> **Material for this task**:

PR #102, opened 2022-03-19
Rust Refactor Separators

droogmic:
This became a bit big, sorry...

### DIFF
--- a/rust/osm2lanes/src/transform/tags_to_lanes/mod.rs
+++ b/rust/osm2lanes/src/transform/tags_to_lanes/mod.rs
@@ -134,8 +134,7 @@ struct Width {
 #[derive(Clone, Default, Debug)]
 pub struct LaneBuilder {
     r#type: Infer<LaneType>,
-    // TODO: is it better to have this be the direction relative to the way, or to the side.
-    // i.e. should a lane on the backward side be typically of the forward or backward direction
+    // note: direction is always relative to the way
     direction: Infer<LaneDirection>,
     designated: Infer<LaneDesignated>,
     width: Width,
--- a/rust/osm2lanes/src/transform/tags_to_lanes/mod.rs
+++ b/rust/osm2lanes/src/transform/tags_to_lanes/mod.rs
@@ -18,7 +18,7 @@ mod parking;
 use parking::parking;
 
 mod separator;
-use separator::insert_separators;
+use separator::{lane_to_edge_separator, lanes_to_separator};
 
 mod non_motorized;
 use non_motorized::non_motorized;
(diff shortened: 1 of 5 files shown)


rust/osm2lanes/src/transform/tags_to_lanes/mod.rs
```diff
@@ -117,22 +117,25 @@ impl std::convert::From<LaneBuilderError> for RoadError {
...
     target: Infer<Metre>,
     max: Infer<Metre>,
 }
 
-#[derive(Default)]
-struct LaneBuilder {
+#[derive(Clone, Default, Debug)]
+pub struct LaneBuilder {
     r#type: Infer<LaneType>,
+    // TODO: is it better to have this be the direction relative to the way, or to the side.
```
dabreegster, line 137: The direction should be relative to the way, matching https://wiki.openstreetmap.org/wiki/Forward_%26_backward,_left_%26_right. If we did the alternative... the leftmost and rightmost lane could be reasoned about, but what about the middle lane on a 3 lane road? Meaningless to say it belongs to the left or right side of the road

rust/osm2lanes/src/transform/tags_to_lanes/separator.rs
```diff
@@ -3,111 +3,88 @@ use celes::Country;
...
-                color: None,
-                width: Some(Marking::DEFAULT_WIDTH),
-            }]),
-        }),
-        [_, Lane::Travel {
-            designated: LaneDesignated::Foot,
-            ..
-        }] => Some(Lane::Separator {
+    let [inside, outside] = lanes;
+    let direction_change = match [inside.direction.some(), outside.direction.some()] {
```
dabreegster, line 23: I was going to say, the rest of the PR is a bit complex 😅, but this code definitely got more readable - nice

dabreegster (approved):
@BudgieInWA, feel free to review PRs too, it could be a good way to pick up some Rust idioms.

Sorry for the slow review, I'm nearly finished with March and can properly work on this again...

rust/osm2lanes/src/transform/tags_to_lanes/separator.rs
droogmic: it would not have been worth it without something getting a bit better :)

rust/osm2lanes/src/transform/tags_to_lanes/mod.rs
```diff
@@ -117,22 +117,25 @@ impl std::convert::From<LaneBuilderError> for RoadError {
...
+    // i.e. should a lane on the backward side be typically of the forward or backward direction
     direction: Infer<LaneDirection>,
     designated: Infer<LaneDesignated>,
```
droogmic, line 140:
```suggestion
    r#type: Infer<LaneType>,
    // note: direction is always relative to the way
    direction: Infer<LaneDirection>,
    designated: Infer<LaneDesignated>,
```

Issue #103, opened 2022-03-19
Country Metadata


droogmic:
I think it would be good to share country-related metadata with other tools.
For example, we could fork https://github.com/streetcomplete/StreetComplete/blob/master/res/country_metadata into a different repo, and then include it both here and in streetcomplete as a compile time dependency to determine locale specific data.

Complication: https://github.com/streetcomplete/StreetComplete/blob/master/COPYING this license is incompatible with ours as far as I know.
Either we need to rewrite this from scratch, or discuss licensing with the StreetComplete maintainer.

dabreegster:
@westnordost I think you mentioned this idea elsewhere before. As a strawman proposal, what if we forked a streetcomplete/country_metadata repo with these YAMLs? And any opinions about an Apache license for that?

westnordost:
I looks like I missed this. Hm that's right, there is no mention of a license for that data, which by default makes it GPL-3.

I am willing to relicense that as CC-0 / public domain, but I am not the only (though almost, IIRC) person to have contributed to that, so the other people who have contributed to each file need to be asked first (and their contribution axed if they don't agree).
Apache License is more for software, is it not? This is just a data collection, so a CC-license seems to be more fitting. The more restrictive a license, the less contributors will likely have a problem with that. Would e.g. CC-BY-SA be acceptable?

westnordost:
I see @droogmic renamed the centerLineStyle.yml to center_line_style.yml. Is there a good reason for this or just a matter of taste? If there is a good reason for it, I could change the naming convention for all the files when putting the data CC0 licensed into a different repo

westnordost:
Alrighty, all the country metadata is now here: 

https://github.com/streetcomplete/countrymetadata/

Note that they are grouped by property (e.g. isLeftHandTraffic.yml and not US.yml) because it is easier to manage and contribute this way. For using the data, the other way around (US.yml etc.) is likely more convenient, which is why a build script in StreetComplete switches this around on downloading it. Maybe you would like to use something like that too:
https://github.com/streetcomplete/StreetComplete/blob/master/buildSrc/src/main/java/GenerateMetadataByCountry.kt

droogmic:
> I see @droogmic renamed the centerLineStyle.yml to center_line_style.yml. Is there a good reason for this or just a matter of taste? If there is a good reason for it, I could change the naming convention for all the files when putting the data CC0 licensed into a different repo

[...]

PR #104, opened 2022-03-19
Rust: Use StreetComplete Data Example

droogmic:
See #103

Do not merge until licensing issue is resolved.


droogmic:
Declining to replace with structural content

PR #105, opened 2022-03-20
Rust benchmark

droogmic:
I don't think performance will be an issue, but If you don't test it, you don't know.
violin


rust/osm2lanes/src/lib.rs
```diff
@@ -20,4 +20,5 @@ pub mod overpass;
 pub mod transform;
 pub use transform::{lanes_to_tags, tags_to_lanes, LanesToTagsConfig, TagsToLanesConfig};
 
-mod test;
+#[cfg(feature = "overpass")]
+pub mod test;
```
droogmic, line 24: ignoring the typo, I think this is the most idiomatic way to share test interfaces?

```suggestion
#[cfg(feature = "tests")]
pub mod test;
```

dabreegster (approved):
Nice. I've never seen criterion in use before, looks powerful

PR #110, opened 2022-03-24
Rust Fix WASM

droogmic:


droogmic:
cc: @BudgieInWA

dabreegster (approved):
Separate crate makes sense after all. Thanks for cleaning up my mess! I need to actually configure the git hooks on my end. (I'm still used to envs where the presubmit tests are enforced and the commit won't go through)

droogmic:
> Separate crate makes sense after all. Thanks for cleaning up my mess! I need to actually configure the git hooks on my end. (I'm still used to envs where the presubmit tests are enforced and the commit won't go through)

I am disappointed we (software engineering) don't have better standards for sharing pre-commit/pre-push hooks :(

PR #73, opened 2024-07-06
Update duration validation and switch asserts to debug-asserts

nekevss:
This updates the `is_valid_duration` check to the current specification and also changes a couple `asserts` into `debug_asserts` to prevent panics.


jedel1043 (commented):
Should we add a new `temporal_assert`, similar to `temporal_unwrap` that throws an error on release?

nekevss:
Yeah, that's not a bad approach. If we added an assert with a log, it might make debugging easier too. I'll add it to this quick.

jedel1043 (approved):
LGTM!

raskad (approved):

PR #74, opened 2024-07-07
Implement add and subtract methods for Duration

nekevss:
Related to ongoing work for #11

As it says in the title, implementing the add and subtract methods for duration.

### DIFF
--- a/src/components/duration.rs
+++ b/src/components/duration.rs
@@ -100,6 +100,40 @@ impl Duration {
             .map(|x| TemporalUnit::from(10 - x.0))
             .unwrap_or(TemporalUnit::Nanosecond)
     }
+
+    /// The internal implementation of adding/subtracting `Duration`s
+    #[inline]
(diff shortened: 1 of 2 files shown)


src/components/duration.rs
```diff
@@ -400,6 +434,18 @@ impl Duration {
         }
     }
 
+    /// Returns the result of adding a `Duration` to the current `Duration`
+    #[inline]
+    pub fn add(&self, other: &Self) -> TemporalResult<Self> {
+        self.internal_add(other)
```
jedel1043, line 440: Nit: Dldo we need to have an `internal_add` method? I think it would be cleaner to move the code of `internal_add` to `add`, then just call `self.add(other.negated())` for `subtract`.

jedel1043 (commented):
Everything looks great! I just have a small nit.

jedel1043 (approved):

PR #75, opened 2024-07-07
Implement PartialEq and Eq for `Calendar`, `Date`, and `DateTime`

nekevss:
Per title, this implements `PartialEq` and `Eq` for `Calendar` and some corresponding components. This should allow us to bypass the `equals` method.

There is a question for API ergonomics whether we provide an explicit `equals` method, but I'm not entirely sure that's needed with the trait implementations and feels counterproductive to a Rust API.

### DIFF
--- a/src/components/calendar.rs
+++ b/src/components/calendar.rs
@@ -69,6 +69,14 @@ impl Default for Calendar {
     }
 }
 
+impl PartialEq for Calendar {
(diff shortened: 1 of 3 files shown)


jedel1043 (approved):
Looks good! Agreed that `equals` should be a separate change to discuss, but implementing `Eq` is a lot less controversial.

PR #76, opened 2024-07-07
Bump `temporal_rs` version and update changelog

nekevss:
This PR bumps the version in the changelog and bumps the `Cargo.toml` version to `0.0.3` for release


jedel1043:
Was thinking that we should probably exclude dependabot updates from git cliff

nekevss:
Potentially? it does look like we may be able to group the `CHANGELOG.md` better if we used conventional commits.

CHANGELOG.md
```diff
@@ -22,14 +18,9 @@
 * Patch `(un)balance_relative` to avoid panicking by @jedel1043 in [#48](https://github.com/boa-dev/temporal/pull/48)
 * Cleanup rounding increment usages with new struct by @jedel1043 in [#54](https://github.com/boa-dev/temporal/pull/54)
 * Add struct to encapsulate invariants of rounding increments by @jedel1043 in [#49](https://github.com/boa-dev/temporal/pull/49)
-* Bump icu_calendar from 1.5.0 to 1.5.1 by @dependabot[bot] in [#52](https://github.com/boa-dev/temporal/pull/52)
-* Bump tinystr from 0.7.5 to 0.7.6 by @dependabot[bot] in [#51](https://github.com/boa-dev/temporal/pull/51)
 * Migrate parsing to `ixdtf` crate by @nekevss in [#50](https://github.com/boa-dev/temporal/pull/50)
-* Bump `icu_calendar` to 1.5 by @jedel1043 in [#47](https://github.com/boa-dev/temporal/pull/47)
```
nekevss: For example, this was excluded under the "^Bump" rule, which may not be the best approach.

jedel1043:
> EDIT: So currently it now filters out any commit that is "^Bump", but I think we could configure "dependabot"'s commit message to use conventional commits, something like "chore(dependency): ",which may be better overall.

Makes sense. We can add that on a separate PR I think.

jedel1043 (approved):
Changelog looks good to me!

PR #77, opened 2024-07-08
Add commit-message prefix to dependabot

nekevss:
As mentioned in #76, this should hopefully allow us to filter bot commits from future changelogs.

### DIFF
--- a/cliff.toml
+++ b/cliff.toml
@@ -69,7 +69,6 @@ commit_preprocessors = [
 ]
 # Commit grouping 
 commit_parsers = [
-  { message = "^Bump", skip = true },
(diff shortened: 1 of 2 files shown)


cliff.toml
```diff
@@ -71,6 +71,7 @@ commit_preprocessors = [
 commit_parsers = [
   { message = "^Bump", skip = true },
```
jedel1043, line 72: Remove this?

nekevss: I was keeping it in just in case, but it can be removed.

jedel1043 (approved):

PR #81, opened 2024-07-12
Add some missing trait implementations

nekevss:
Mostly adding some missing `From` implementations according to values that may be convertible, and a `FromStr` for `Time`.


jedel1043 (approved):
Looks great!

PR #82, opened 2024-07-16
Implement compare functionality and some more traits

nekevss:
This adds some `compare` functions to `Date` and `DateTime`, and Ordering for `ZonedDateTime`.

The compare functions are notably different from `Eq` and `PartialEq` as they compare the internal ISO representation ignoring the Calendar


jedel1043 (approved):
Looks good!

PR #83, opened 2024-07-16
Implement `DateTime` diffing methods `Until` and `Since`

nekevss:
This implements diffing for `DateTime` and the corresponding `since` and `until` methods.

TODO: add basic unit tests for the methods.

### DIFF
--- a/src/components/datetime.rs
+++ b/src/components/datetime.rs
@@ -3,7 +3,10 @@
 use crate::{
     components::{calendar::Calendar, duration::TimeDuration, Instant},
     iso::{IsoDate, IsoDateSlots, IsoDateTime, IsoTime},
-    options::{ArithmeticOverflow, ResolvedRoundingOptions, TemporalUnit},
+    options::{
+        ArithmeticOverflow, DifferenceOperation, DifferenceSettings, ResolvedRoundingOptions,
+        TemporalUnit,
+    },
     parsers::parse_date_time,
     temporal_assert, TemporalError, TemporalResult, TemporalUnwrap,
 };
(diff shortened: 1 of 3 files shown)


src/components/datetime.rs
```diff
@@ -89,6 +92,43 @@ impl DateTime {
...
+        if self.iso == other.iso {
+            return Ok(Duration::default());
+        }
+
+        // Step 10-11.
+        let (result, _) = self.diff_dt_with_rounding(other, options)?;
+
+        // Step 12
+        match sign {
+            crate::Sign::Positive => Ok(result),
```
jedel1043, line 126: You can avoid the panic by also matching against `Sign::Zero` here.

src/components/datetime.rs
```diff
@@ -543,4 +598,61 @@ mod tests {
...
+
+    fn create_diff_setting(
+        smallest: TemporalUnit,
+        increment: u32,
+        rounding_mode: TemporalRoundingMode,
+    ) -> DifferenceSettings {
+        DifferenceSettings {
+            largest_unit: None,
+            smallest_unit: Some(smallest),
+            increment: Some(unsafe { RoundingIncrement::new_unchecked(increment) }),
```
jedel1043, line 610: I would prefer if we didn't use `unsafe` here. We can just use `try_new` and unwrap.

jedel1043 (changes requested):
Nice work! We should avoid using `unsafe` where it's not required.

jedel1043 (approved):
Nice job!

PR #84, opened 2024-07-17
Add `with_*` methods to `Date` and `DateTime`

nekevss:
Per title, this PR adds `with_calendar` and `with_time` methods to `Date` and `DateTime`. This also adds some `From` impls for `Calendar`.

### DIFF
--- a/src/components/date.rs
+++ b/src/components/date.rs
@@ -193,13 +193,18 @@ impl Date {
         Ok(Self::new_unchecked(iso, calendar))
     }
 
-    #[must_use]
-    /// Creates a `Date` from a `DateTime`.
-    pub fn from_datetime(dt: &DateTime) -> Self {
-        Self {
-            iso: dt.iso_date(),
-            calendar: dt.calendar().clone(),
-        }
+    /// Creates a
+    pub fn with_calendar<I>(&self, calendar_like: Option<I>) -> TemporalResult<Self>
+    where
+        I: Into<Calendar>,
+    {
+        Self::new(
+            self.iso_year(),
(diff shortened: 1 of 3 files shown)


src/components/date.rs
```diff
@@ -193,13 +193,18 @@ impl Date {
...
 
-    #[must_use]
-    /// Creates a `Date` from a `DateTime`.
-    pub fn from_datetime(dt: &DateTime) -> Self {
-        Self {
-            iso: dt.iso_date(),
-            calendar: dt.calendar().clone(),
-        }
+    /// Creates a
+    pub fn with_calendar<I>(&self, calendar_like: Option<I>) -> TemporalResult<Self>
```
jedel1043, line 197: I don't think we should accept an `Option` for something that only requires a calendar. We should just require users to pass the calendar directly.

nekevss: That's fair. The intent in this instance was to try and mimic the proposal as much as possible around accepting a `calendarLike` vs. a `calendar`. But there's not really any negative to restricting to just a calendar. It's probably a better API too.

jedel1043: I think the spec API is fine, but in my opinion the APIs should be adapted to the explicitness of Rust APIs instead of having a 1-1 equivalent in both, which in this case means having some function that people can call to get the calendar before calling the function, instead of filling the API with generics.

jedel1043: This is partly because any APIs that have generics in them will make it really difficult to implement FFI interfaces for them.

jedel1043 (approved):
Looks great!

PR #85, opened 2024-07-19
Updates to instant and its methods

nekevss:
This PR updates Instant to some of the newer specification changes. 

TLDR of the below:
- Updates `Instant` struct
- Updates diffing ops and adds tests
- Implements `FromStr`.

Primarily, it brings `since` and `until` up to date with both `temporal_rs` and the specification as a whole (along with at least 2 basic tests for `since` and `until`)

This PR also changes Instant inner nanoseconds from `BigInt` to `i128`. My thought is to eventually remove all usage of `BigInt` from `temporal_rs` in general. Primarily motivated by the thought that if `NormalizedTimeDuration` is using a `i128`, I don't see a huge reason why `Instant` should differ, unless I'm overlooking something and someone thinks otherwise.

Finally, it implements `FromStr` for `Instant`. This will allow parsing of `JsString` in Boa, and would unblock `to_temporal_instant`.


src/components/instant.rs
```diff
@@ -278,35 +270,240 @@ impl Instant {
...
+impl FromStr for Instant {
+    type Err = TemporalError;
+    fn from_str(s: &str) -> Result<Self, Self::Err> {
+        let ixdtf_record = parse_instant(s)?;
+
+        // NOTE: parse_instant rejects on missing required fields. So the below
+        // `temporal_unwraps` MUST be present.
+
+        // Find the IsoDate
+        let date = ixdtf_record.date.temporal_unwrap()?;
```
jedel1043, line 286: Hmm, is this asserting an invariant? Because `temporal_unwrap` should only be used to ensure invariants are preserved. If this is used to unwrap error caused by the user, then I think it should return an error instead, which is a bit more explanatory.

nekevss: It should be an invariant at this point. `parse_instant` requires a string with a `DateRecord`, `TimeRecord`, and `OffsetRecord`, and throws an error if any of them are `None`.

We can return an error in these places again, but they would be redundant errors that realistically would never throw.

jedel1043: Oh, now I see why. On `parse_instant`, we validate that the fields are `Some` and throw otherwise. Can we move that invariant to the typesystem? Instead of returning an `IxdtfRecord`, we return `IxdtfDurationRecord` with the validated fields being not `Option`.

jedel1043 (approved):
Looks great!

PR #86, opened 2024-07-19
Update `Duration` types to use a `FiniteF64` instead of `f64` primitive.

nekevss:
This PR updates `Duration` types to have `FiniteF64` fields instead of just a `f64`.

I still have to re-implement a `PartialDurationRecords` struct but thought I'd post this as a draft in the meantime for feedback/thoughts.

Also, `FiniteF64` probably shouldn't live in `utils`, but I wasn't sure exactly where to move it... maybe a primitives mod?


src/components/duration/time.rs
```diff
@@ -198,19 +200,20 @@ impl TimeDuration {
         // 12. Return ! CreateTimeDurationRecord(days × sign, hours × sign, minutes × sign, seconds × sign, milliseconds × sign, microseconds × sign, nanoseconds × sign).
         let days = (days as i64).mul_add(sign.into(), 0);
         let result = Self::new_unchecked(
-            (hours as i32).mul_add(sign, 0).into(),
-            (minutes as i32).mul_add(sign, 0).into(),
-            (seconds as i32).mul_add(sign, 0).into(),
-            (milliseconds as i32).mul_add(sign, 0).into(),
-            (microseconds as i32).mul_add(sign, 0).into(),
-            (nanoseconds as i32).mul_add(sign, 0).into(),
+            FiniteF64::from((hours as i32).mul_add(sign, 0)),
```
jedel1043, line 203: This sounds like a perfect fit for [copysign](https://doc.rust-lang.org/stable/std/primitive.f64.html#method.copysign).

src/components/duration.rs
```diff
@@ -825,16 +795,16 @@ impl FromStr for Duration {
...
-            f64::from(months) * sign,
-            f64::from(weeks) * sign,
-            f64::from(days) * sign,
-            hours * sign,
-            minutes * sign,
-            seconds * sign,
-            millis * sign,
-            micros * sign,
-            nanos * sign,
+            FiniteF64::from(years).unchecked_mul(sign),
```
jedel1043, line 798: Same suggestion about `copysign`.

src/utils.rs
```diff
@@ -1,9 +1,151 @@
...
 
+#[derive(Debug, Default, Clone, Copy, PartialEq, PartialOrd)]
+pub struct FiniteF64(pub(crate) f64);
+
+impl FiniteF64 {
+    #[inline]
+    #[must_use]
+    pub unsafe fn new_unchecked(value: f64) -> Self {
+        Self(value)
+    }
```
jedel1043, line 17: Does this need to be unsafe? We're not applying any memory optimizations that depend on f64 being finite, right?

jedel1043 (commented):
Really liking the new type!

src/utils.rs
nekevss: Not necessarily for memory optimizations, but the idea of it marking it as unsafe was primarily because it's an unchecked construction. For instance, someone might do something like:

```rust
let totally_finite = FiniteF64::new_unchecked(f64::NAN);
```

It totally undercuts the invariance of the type, so to make the unsafe is meant more to mark that unchecked API public. That being said, I'd be fine with just getting rid of the method entirely. As I'm not entirely sold on having the method in general (I had started with it there, and as I worked on this, the less I thought it was needed).

jedel1043 (approved):
LGTM! Just needs a rebase.

PR #87, opened 2024-07-20
Refactor `TemporalFields` interface and add `FieldsKey` enum

nekevss:
This refactors the representation to `TemporalFields`. The previous implementation was a bit cumbersome. This is meant to trim down the implementation and, hopefully, make the API a simpler.

### DIFF
--- a/src/fields.rs
+++ b/src/fields.rs
@@ -237,6 +237,12 @@ impl TemporalFields {
         }
     }
 
+    /// Sets a field as active. This will require the field's default value to be used if the field is not yet set.
+    #[inline]
+    pub fn activate_field(&mut self, key: FieldKey) {
+        self.bit_map.set(key.into(), true);
+    }
+
     /// Gets the value of a `FieldKey` if the field has been set to active. If the field
     /// has not been set, then return `None`.
     #[inline]
--- a/src/fields.rs
+++ b/src/fields.rs
@@ -1,25 +1,83 @@
 //! This module implements a native Rust `TemporalField` and components.
 
-use std::{collections::hash_map::Keys, str::FromStr};
+use core::fmt;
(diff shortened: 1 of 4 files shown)


src/fields.rs
```diff
@@ -113,516 +138,168 @@ impl FromStr for FieldConversion {
...
-            millisecond: 0,
-            microsecond: 0,
-            nanosecond: 0,
-            offset: None,
-            era: None,
-            era_year: None,
-            time_zone: None,
-        }
-    }
+    properties: FxHashMap<FieldKey, FieldValue>,
```
jedel1043, line 143: Overall question. Why do we need to use a hashmap? I would say having a map-like interface for the current struct approach would also work well, with the advantage of being all in the stack.

nekevss: Hmmmm, changing the interface might work as well.

I'm not entirely sure how much of a fan I am of the large struct that this switches away from, but it could also primarily be the API for the struct that I'm annoyed by.

I'll play around with it a bit more :smile:

nekevss:
Marking as ready for review. I think this is an improvement interface/API wise vs. the old methods. If anyone has suggestions, let me know.

jedel1043 (commented):
Maybe this sounds paradoxical after saying in the last PR that we should reduce our usage of generics, but what do you think about using generics to move the errors to user code?

It would be cool to have something like
```rust
fields.set::<Month>(5i32);
```

nekevss:
Hmmmm, I do sort like the idea. If it makes the API easy to use and the code a tad cleaner / easier to reason through, then I don't see a reason to not try.

jedel1043 (approved):
Nice! I think we can merge this as it is, then discuss the new design on Matrix and create a new PR for the redesign

PR #191, opened 2025-02-11
Fix calendar parsing on `from_str` implementation

nekevss:
`parse_allowed_calendar_formats` was returning `Some(None)` instead of `None`. This was preventing calendar ids from correctly moving to `Calendar::from_utf8`

### DIFF
--- a/src/builtins/core/calendar.rs
+++ b/src/builtins/core/calendar.rs
@@ -679,6 +679,7 @@ impl From<PlainYearMonth> for Calendar {
 #[cfg(test)]
 mod tests {
     use crate::{iso::IsoDate, options::TemporalUnit};
+    use core::str::FromStr;
 
     use super::Calendar;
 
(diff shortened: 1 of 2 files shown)


jedel1043:
Uhhh can you remind me again why we have `Option<Option<&[u8]>>`? There are too many empty values there:
- `None`
- `Some(None)`
- `Some(Some(&[]))`

Do we use all of them?

nekevss:
Hmmmm, we're swallowing the error here from the [ParseCalendarString](https://tc39.es/proposal-temporal/#sec-temporal-parsetemporalcalendarstring).

So the return type could be `Result<Option<&[u8]>`, but we are swallowing the error anyways in this instance, so it doesn't offer much utility to return an Error. As it currently stands, the `Some(None)` return was incorrectly signalling a normal completion on the format parsing and going down the wrong code path.

nekevss:
Update: I was able to confirm the `ixdtf` does correctly throw an error on `[u-ca=]`, so the empty value case of `Some(Some(&[]))` is handled during parsing.

Even on the cases that it is not handled, it would be rejected in `Calendar::from_utf8`.

jedel1043:
@nekevss In that case, can we unwrap the `Option`s and use `&[]` as our empty value instead?

nekevss:
> can we flatten the `Option`s and use `&[]` as our empty value instead?

Sure! Actually, I think I like this better. Added a sanity test too for empty calendar annotations.

jedel1043 (approved):
Looks good!

PR #196, opened 2025-02-18
Update time parsing to error on dup critical calendars

nekevss:
Add a time parse variant so that parsing time will throw on critical duplicate calendars.


jedel1043 (approved):
Oh, good catch!

PR #203, opened 2025-02-21
Add `GetNamedTimeZoneTransition` method to TimeZoneProvider trait

nekevss:
This PR adds the stubbed out method to the `TimeZoneProvider` trait, and implements the baseline logic for `ZonedDateTime::get_time_zone_transition`.

This PR also adds the `TransitionDirection` option that lives in the provider module.

### DIFF
--- a/src/provider.rs
+++ b/src/provider.rs
@@ -1,5 +1,7 @@
 //! The `TimeZoneProvider` trait.
 
+use core::str::FromStr;
+
 use crate::{iso::IsoDateTime, time::EpochNanoseconds, TemporalResult};
 use alloc::vec::Vec;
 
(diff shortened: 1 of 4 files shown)


src/provider.rs
```diff
@@ -50,4 +96,13 @@ impl TimeZoneProvider for NeverProvider {
     fn get_named_tz_offset_nanoseconds(&self, _: &str, _: i128) -> TemporalResult<TimeZoneOffset> {
         unimplemented!()
     }
+
+    fn get_named_time_zone_transition(
```
jedel1043, line 100: Should we be consistent on the naming? We use `time_zone` here, but `tz` on the rest of the methods.

nekevss: Yeah, I can change it back for consistency. I'd really like to bikeshed the naming and methods at some point. `tz` really isn't as clear as I'd like it to be, but I'm not sure I'm sold on whether it should be `time_zone`, `timezone` or something else.

raskad (approved):

jedel1043 (approved):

> **The problem**: Find the word "builtins" in the entries. Copy each line that holds it.

> **Result of the exercise**:
--- a/src/builtins/core/calendar.rs
+++ b/src/builtins/core/calendar.rs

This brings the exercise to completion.